1. A flyweight vibrator designed as a directional vibrator with the direction of oscillation being adjustable, comprising

(a) a housing (10)

(b) A first flyweight shaft (12), which

(b.sub.1) is mounted in the housing (10),

(b.sub.2) carries a first flyweight (16),

(b.sub.3) is connected to a first gear (18) and

(b.sub.4) is adapted to be driven by a motor,

(c) a second flyweight shaft (22), which

(c.sub.1) is mounted in the housing (10) parallel to the first flyweight shaft (12),

(c.sub.2) carries a second flyweight (28) and

(c.sub.3) is connected to a second gear (30),

(d) a first oscillating crank (32) pivotably mounted about the axis (33) of the first flyweight shaft (12),

(e) a second oscillating crank (34) mounted for pivoting about the axis (36) of the second flyweight shaft (22),

(f) a connecting rod (44)

(f.sub.1) which is coupled to the first and the second oscillating crank (32,34) at equal distances from the axes (33,36) of the associated flyweight shafts (12,22) and

(f.sub.2) the effective length of which is equal to the distance of these axes (33,36) from each other,

(g) a first intermediate gear (54), which

(g.sub.1) is mounted for rotation on the first oscillating crank (32) at a distance from the axis (33) of the first flyweight shaft (12) and

(g.sub.2) meshes with the first gear (18),

(h) a second intermediate gear (56), which

(h.sub.1) is mounted for rotation on the second oscillating crank (34) at a distance from the axis (36) of the second flyweight shaft (22) equal to the distance of the first intermediate gear (54) from the axis (33) of the first flyweight shaft (12),

(h.sub.2) meshes with the second gear (30) and

(h.sub.3) meshes with the first intermediate gear (54) and

(i) a shifting mechanism (60) arranged to rotate the two oscillating cranks characterized in that

(j) each of the oscillating cranks has a counterweight on the side opposite the intermediate gear and is individually mass-balanced thereby with respect to its pivotal axis, such that oscillations of the vibrator, even if they do not fall into the longitudinal direction of the oscillating cranks, do not exert any torque upon the oscillating cranks about the axes of the flyweight shafts.

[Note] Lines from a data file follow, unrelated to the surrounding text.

PR #20204, opened 2018-03-10
DOC: update the pandas.Series.dropna and pandas.DataFrame.dropna docstring

datadonK23:
an unrelated PR):

- [x]  The html version looks good: `python doc/make.py --single <your-function-or-method>`

Parameter **kwargs causes the only warning in validate script
```
####################### Docstring (pandas.Series.dropna) #######################

Remove missing values.

Return Series without NA values.

Parameters
----------
axis : {0 or 'index'}, default 0
    There is only one axis to drop values from.
    If True, do operation inplace and return None.
**kwargs
    Not in use.

Returns
-------
Series
    Series with NA entries dropped from it.

See also
--------
isna: show missing values
notna : show existing (non-missing) values

Examples
--------
>>> ser = pd.Series([np.NaN, 2, pd.NaT, '', None, 'I stay'])
>>> ser
0       NaN
1         2
2       NaT
3
4      None
5    I stay
dtype: object

Drop NA values from a Series.

>>> ser.dropna()
1         2
3
5    I stay
dtype: object

Drop NA values from a Series and save it in the same variable.

>>> ser.dropna(inplace=True)
>>> ser
1         2
3
5    I stay
dtype: object

Errors found:
        Errors in parameters section
```

```
##################### Docstring (pandas.DataFrame.dropna)  #####################

Remove missing values.

Return object with labels on given axis omitted where alternately any
or all of the data are missing.

Parameters
----------
axis : {0 or 'index', 1 or 'columns'}, or tuple/list thereof
    Pass tuple or list to drop on multiple axes.
how : {'any', 'all'}, default 'any'
    Determine if label is removed when we have at least one NA or all
    NA.
    * any : If any NA values are present, drop that label.
    * all : If all values are NA, drop that label.
thresh : int, default None
    Require that many non-NA values.
subset : array-like
    Labels along other axis to consider, e.g. if you are dropping rows
    these would be a list of columns to include.
    If True, do operation inplace and return None.

Returns
-------
DataFrame
    DataFrame with NA entries dropped from it.

See also
--------
isna: show missing values
notna : show existing (non-missing) values

Examples
--------
>>> df = pd.DataFrame([[np.nan, 2, np.nan, 0], [3, 4, np.nan, 1],
...                    [np.nan, np.nan, np.nan, 5]],
...                   columns=list('ABCD'))
>>> df
     A    B   C  D
0  NaN  2.0 NaN  0
1  3.0  4.0 NaN  1
2  NaN  NaN NaN  5

Drop the columns where all elements are nan:

>>> df.dropna(axis=1, how='all')
     A    B  D
0  NaN  2.0  0
1  3.0  4.0  1
2  NaN  NaN  5

Drop the columns where any of the elements is nan

>>> df.dropna(axis=1, how='any')
   D
0  0
1  1
2  5

Drop the rows where all of the elements are nan
(there is no row to drop, so df stays the same):

>>> df.dropna(axis=0, how='all')
     A    B   C  D
0  NaN  2.0 NaN  0
1  3.0  4.0 NaN  1
2  NaN  NaN NaN  5

Keep only the rows with at least 2 non-na values:

>>> df.dropna(thresh=2)
     A    B   C  D
0  NaN  2.0 NaN  0
1  3.0  4.0 NaN  1

Docstring for "pandas.DataFrame.dropna" correct. :)
```

### DIFF
--- a/pandas/core/frame.py
+++ b/pandas/core/frame.py
@@ -3503,8 +3503,8 @@ class DataFrame(NDFrame):
         """
         Remove missing values.
 
-        Return object with labels on given axis omitted where either any
-        or all of the data are missing.
+        See the :ref:`User Guide <missing_data>` for more on which values are
+        considered missing, and how to work with missing data.
 
         Parameters
         ----------
--- a/pandas/core/frame.py
+++ b/pandas/core/frame.py
@@ -3539,17 +3539,17 @@ class DataFrame(NDFrame):
         --------
         DataFrame.isna: show missing values
         DataFrame.notna : show existing (non-missing) values
+        DataFrame.fillna : replace missing values
         Series.dropna : drop missing values
-        isna : top-level isna
-        notna : top-level notna
+        Index.dropna : drop missing indices
 
         Examples
         --------
         >>> df = pd.DataFrame([['Alfred', np.nan, pd.NaT],
-        ...                 ['Batman', 'Batmobile', pd.Timestamp('1940-04-25')],
-        ...                 ['Catwoman', 'Bullwhip', pd.NaT],
-        ...                 [np.nan, np.nan, pd.NaT]],
-        ...                 columns=['name', 'toy', 'born'])
+        ...                ['Batman', 'Batmobile', pd.Timestamp('1940-04-25')],
+        ...                ['Catwoman', 'Bullwhip', pd.NaT],
+        ...                [np.nan, np.nan, pd.NaT]],
+        ...                columns=['name', 'toy', 'born'])
         >>> df
                name        toy       born
         0    Alfred        NaN        NaT
--- a/pandas/core/frame.py
+++ b/pandas/core/frame.py
@@ -3537,11 +3537,11 @@ class DataFrame(NDFrame):
 
         See Also
         --------
-        DataFrame.isna: show missing values
-        DataFrame.notna : show existing (non-missing) values
-        DataFrame.fillna : replace missing values
-        Series.dropna : drop missing values
-        Index.dropna : drop missing indices
+        DataFrame.isna: Indicate missing values.
+        DataFrame.notna : Indicate existing (non-missing) values.
+        DataFrame.fillna : Replace missing values.
+        Series.dropna : Drop missing values.
+        Index.dropna : Drop missing indices.
 
         Examples
         --------
--- a/pandas/core/frame.py
+++ b/pandas/core/frame.py
@@ -3535,46 +3535,70 @@ class DataFrame(NDFrame):
 
         Examples
         --------
-        >>> df = pd.DataFrame([[np.nan, 2, np.nan, 0], [3, 4, np.nan, 1],
-        ...                    [np.nan, np.nan, np.nan, 5]],
+        Drop the rows where at least one element is missing.
+
+        >>> df = pd.DataFrame([[1., 2.], [3., np.nan]], columns=list('AB'))
+        >>> df
+             A    B
+        0  1.0  2.0
+        1  3.0  NaN
+        >>> df.dropna()
+             A    B
+        0  1.0  2.0
+
+        Drop the columns where at least one element is missing.
+
+        >>> df.dropna(axis=1)
+             A
+        0  1.0
+        1  3.0
+
+        Drop the rows where all elements are missing.
+
+        >>> df = pd.DataFrame([[1., 2.], [np.nan, np.nan], [5., np.nan]],
+        ...                   columns=list('AB'))
+        >>> df
+             A    B
+        0  1.0  2.0
+        1  NaN  NaN
+        2  5.0  NaN
+        >>> df.dropna(how='all')
+             A    B
+        0  1.0  2.0
+        2  5.0  NaN
+
+        Keep only the rows with at least 2 non-NA values.
+
+        >>> df = pd.DataFrame([[np.nan, 2., np.nan, 4.], [5., 6., np.nan, 8.],
+        ...                    [np.nan, np.nan, np.nan, 12.]],
         ...                   columns=list('ABCD'))
         >>> df
-             A    B   C  D
-        0  NaN  2.0 NaN  0
-        1  3.0  4.0 NaN  1
-        2  NaN  NaN NaN  5
-
-        Drop the columns where all elements are nan:
-
-        >>> df.dropna(axis=1, how='all')
-             A    B  D
-        0  NaN  2.0  0
-        1  3.0  4.0  1
-        2  NaN  NaN  5
-
-        Drop the columns where any of the elements is nan
-
-        >>> df.dropna(axis=1, how='any')
-           D
-        0  0
-        1  1
-        2  5
-
-        Drop the rows where all of the elements are nan
-        (there is no row to drop, so df stays the same):
-
-        >>> df.dropna(axis=0, how='all')
-             A    B   C  D
-        0  NaN  2.0 NaN  0
-        1  3.0  4.0 NaN  1
-        2  NaN  NaN NaN  5
-
-        Keep only the rows with at least 2 non-na values:
-
+             A    B   C     D
+        0  NaN  2.0 NaN   4.0
+        1  5.0  6.0 NaN   8.0
+        2  NaN  NaN NaN  12.0
         >>> df.dropna(thresh=2)
-             A    B   C  D
-        0  NaN  2.0 NaN  0
-        1  3.0  4.0 NaN  1
+             A    B   C    D
+        0  NaN  2.0 NaN  4.0
+        1  5.0  6.0 NaN  8.0
+
+        Define in which columns to look for missing values.
+
+        >>> df.dropna(subset=['A', 'B'])
+             A    B   C    D
+        1  5.0  6.0 NaN  8.0
+
+        Keep the DataFrame with valid entries in the same variable.
+
+        >>> df = pd.DataFrame([[1., 2.], [3., np.nan]], columns=list('AB'))
+        >>> df
+             A    B
+        0  1.0  2.0
+        1  3.0  NaN
+        >>> df.dropna(inplace=True)
+        >>> df
+             A    B
+        0  1.0  2.0
         """
         inplace = validate_bool_kwarg(inplace, 'inplace')
         if isinstance(axis, (tuple, list)):
--- a/pandas/core/frame.py
+++ b/pandas/core/frame.py
@@ -3515,12 +3515,12 @@ class DataFrame(NDFrame):
             NA.
             * any : If any NA values are present, drop that label.
             * all : If all values are NA, drop that label.
-        thresh : int, default None
+        thresh : int or None, default None
             Require that many non-NA values.
         subset : array-like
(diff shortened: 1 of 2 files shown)


pandas/core/frame.py
```diff
@@ -3501,27 +3501,37 @@ def notnull(self):
...
         inplace : boolean, default False
             If True, do operation inplace and return None.
 
         Returns
         -------
-        dropped : DataFrame
+        DataFrame
+            DataFrame with NA entries dropped from it.
+
+        See also
```
DataOmbudsman: According to the guide this should be written as See Also.

pandas/core/series.py
```diff
@@ -3039,13 +3039,57 @@ def notnull(self):
...
 
         Returns
         -------
-        valid : Series
-        inplace : boolean, default False
-            Do operation in place.
+        Series
+            Series with NA entries dropped from it.
+
+        See also
```
DataOmbudsman: According to the guide this should be written as See Also.

DataOmbudsman:
Very nice docstrings IMO, thanks!

pandas/core/frame.py
jorisvandenbossche: indeed

pandas/core/frame.py
```diff
@@ -3501,27 +3501,37 @@ def notnull(self):
     def dropna(self, axis=0, how='any', thresh=None, subset=None,
                inplace=False):
         """
+        Remove missing values.
+
         Return object with labels on given axis omitted where alternately any
-        or all of the data are missing
+        or all of the data are missing.
```
jorisvandenbossche: It was already there, but I am not fully sure what is meant with "alternately" ? (that implies something alternating)

pandas/core/frame.py
```diff
@@ -3501,27 +3501,37 @@ def notnull(self):
...
-        how : {'any', 'all'}
-            * any : if any NA values are present, drop that label
-            * all : if all values are NA, drop that label
+            Pass tuple or list to drop on multiple axes.
+        how : {'any', 'all'}, default 'any'
+            Determine if label is removed when we have at least one NA or all
+            NA.
+            * any : If any NA values are present, drop that label.
+            * all : If all values are NA, drop that label.
         thresh : int, default None
```
datapythonista: we usually write `int or None, default None`

pandas/core/frame.py
```diff
@@ -3501,27 +3501,37 @@ def notnull(self):
...
-            int value : require that many non-NA values
+            Require that many non-NA values.
         subset : array-like
             Labels along other axis to consider, e.g. if you are dropping rows
-            these would be a list of columns to include
+            these would be a list of columns to include.
         inplace : boolean, default False
```
datapythonista: `bool` instead of `boolean`

pandas/core/frame.py
```diff
@@ -3501,27 +3501,37 @@ def notnull(self):
...
+        or all of the data are missing.
 
         Parameters
         ----------
         axis : {0 or 'index', 1 or 'columns'}, or tuple/list thereof
-            Pass tuple or list to drop on multiple axes
-        how : {'any', 'all'}
-            * any : if any NA values are present, drop that label
-            * all : if all values are NA, drop that label
+            Pass tuple or list to drop on multiple axes.
```
jorisvandenbossche: Can you also explain the other keyword -> drop rows (0 or 'index') or columns (1, or 'columns')

pandas/core/frame.py
```diff
@@ -3501,27 +3501,37 @@ def notnull(self):
...
+        how : {'any', 'all'}, default 'any'
+            Determine if label is removed when we have at least one NA or all
```
jorisvandenbossche: I would maybe replace 'label' with 'row or column', as in the end it is the row/column that you remove (and of course, that means that label is also removed in the index)

pandas/core/frame.py
```diff
@@ -3501,27 +3501,37 @@ def notnull(self):
...
+            NA.
+            * any : If any NA values are present, drop that label.
```
jorisvandenbossche: can you put quotes around any (and all below) like `'any'` (to clearly indicate this are string values to pass)

pandas/core/frame.py
jorisvandenbossche: `default None` -> `optional`

pandas/core/frame.py
```diff
@@ -3501,27 +3501,37 @@ def notnull(self):
...
+            * all : If all values are NA, drop that label.
         thresh : int, default None
-            int value : require that many non-NA values
+            Require that many non-NA values.
         subset : array-like
```
jorisvandenbossche: can you add `, optional` at the end

pandas/core/frame.py
```diff
@@ -3565,7 +3575,6 @@ def dropna(self, axis=0, how='any', thresh=None, subset=None,
              A    B   C  D
         0  NaN  2.0 NaN  0
         1  3.0  4.0 NaN  1
```
datapythonista: It would be nice to add some more examples. Starting by creating a simple dataframe, using `dropna` without parameters, and then explain and show examples using the parameters. In the documentation for the sprint you should have examples.

datapythonista (commented):
Nice PR, added some comments (some apply to both docstrings)

pandas/core/frame.py
```diff
@@ -3501,27 +3501,37 @@ def notnull(self):
...
 
         Returns
         -------
-        dropped : DataFrame
+        DataFrame
+            DataFrame with NA entries dropped from it.
+
+        See also
+        --------
+        isna: show missing values
```
jorisvandenbossche: Can you make this DataFrame.isna (the other also exists, but I think the method version is more appropriate here to link to) 

same for notna below

jorisvandenbossche (commented):

Additional comment about the examples: it would maybe be good to add an example using `subset` (as variation on the existing ones), as this is very useful as well

pandas/core/frame.py
donK23: Think it should mean "alternative". But will change it to "either", because should be easier to understand.

pandas/core/frame.py
```diff
@@ -3501,71 +3501,113 @@ def notnull(self):
...
 
         Returns
         -------
-        dropped : DataFrame
+        DataFrame
+            DataFrame with NA entries dropped from it.
+
+        See Also
+        --------
+        DataFrame.isna: show missing values
```
jreback: add Series.dropna

pandas/core/series.py
```diff
@@ -3039,13 +3039,57 @@ def notnull(self):
...
+
+        Return Series without NA values.
+
+        Parameters
+        ----------
+        axis : {0 or 'index'}, default 0
+            There is only one axis to drop values from.
+        inplace : bool, default False
+            If True, do operation inplace and return None.
+        **kwargs
```
jreback: so we should just remove kwargs entirely (and need to remove the check in the code as well). This was originally fro compat with DataFrame but I think its ok (its possible that we are testing this though, so may need to modify a test). Could do this in a followup. cc @jorisvandenbossche

pandas/core/series.py
```diff
@@ -3039,13 +3039,57 @@ def notnull(self):
...
-        valid : Series
-        inplace : boolean, default False
-            Do operation in place.
+        Series
+            Series with NA entries dropped from it.
+
+        See Also
+        --------
+        isna: show missing values
+        notna : show existing (non-missing) values
```
jreback: add DataFrame.dropna

jreback (changes requested):

pandas/core/frame.py
```diff
@@ -3503,78 +3503,111 @@ def dropna(self, axis=0, how='any', thresh=None, subset=None,
...
-        0  0
-        1  1
-        2  5
+        >>> df = pd.DataFrame([[1., 2.], [np.nan, np.nan], [5., np.nan]],
+        ...                   columns=list('AB'))
+        >>> df
+             A    B
+        0  1.0  2.0
+        1  NaN  NaN
+        2  5.0  NaN
```
datapythonista: Personally, I'd define this dataframe at the beginning (before the first explanations), and reuse it for all the examples. Or one with 3 columns, if you think it's not descriptive enough when using subset.

I think reusing the same data will make much more obvious the differences about every case.

datapythonista (commented):
Looks great, just added a comment that I think should make the examples better.

pandas/core/frame.py
donK23: Agreed, will rework the examples. Was uncertain, whether to write simpler & specific ones for each parameter or just a general one, that might be more complex at the first glance but can be reused. So will take your proposed approach.

pandas/core/series.py
donK23: So should I delete the **kwargs from the docstring already, or later when the code is fixed? And can I do the follow-up PR on this issue in the code base, or will you do it when the testing is clarified?

pandas/core/frame.py
```diff
@@ -3503,78 +3503,111 @@ def dropna(self, axis=0, how='any', thresh=None, subset=None,
...
         DataFrame
             DataFrame with NA entries dropped from it.
 
-        See also
+        See Also
         --------
-        isna: show missing values
-        notna : show existing (non-missing) values
+        DataFrame.isna: show missing values
+        DataFrame.notna : show existing (non-missing) values
```
jorisvandenbossche: maybe also add `DataFrame.fillna`

pandas/core/frame.py
```diff
@@ -3503,78 +3503,111 @@ def dropna(self, axis=0, how='any', thresh=None, subset=None,
...
+        isna : top-level isna
+        notna : top-level notna
```
jorisvandenbossche: Since we already have quite some 'see also entries' (certainly with the comments), I would leave out those two top-level ones (they will be linked in the isna/notna methods)

pandas/core/frame.py
jorisvandenbossche: Yes, I think this is a good idea

pandas/core/series.py
jorisvandenbossche: Let's do this in a follow-up, and keep this PR purely docstring. So @donK23 you can leave it as is for now. 
And certainly welcome to do such a follow-up PR

jorisvandenbossche (commented):
For the examples in Series.dropna: the current example shows some corner cases (empty string, None) to show how they are or are not regarded as missing values. It's good to keep that, but I would add an 'normal' examples to start with

donK23:
Implemented proposed changes. I'm not absolutely happy with the axis=1 example in DataFrame.dropna (returns empty df), but otherwise there would a second df be needed, which would complicate the section again.

TomAugspurger:
@donK23 can you take a look at the change I made in  979ac8e? That removed your last row of all NA values. Is there a reason you wanted an all-NA row? Removing it solves your issue of the `df.dropna(axis='columns')` example being empty.

TomAugspurger (approved):

TomAugspurger:
Thanks @donK23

2. Flyweight vibrator as set forth in claim 1, characterized in that the connecting rod (44) is mounted on the oscillating cranks on the side opposite the intermediate gears (54,56) with respect to the axes (33,36) of the flyweight shafts (12,22).

3. Flyweight vibrator as set forth in claim 1 or 2, characterized in that the shifting mechanism (60)

(a) comprises a toothed segment (66)

(a.sub.1) attached to one of the oscillating cranks (34) and

(a.sub.2) curved about the axis (36) of the associated flyweight shaft (22), as well as

(b) a rack (68), which

(b.sub.1) is longitudinally movably guided in the housing (10) and

(b.sub.2) engages the toothed segment (66) and

(c) motion transfer means (74) by means of which the rack (68) is adjustable.

4. Flyweight vibrator as set forth in claim 3, characterized in that the motion transfer means (74) are formed by a Bowden cable.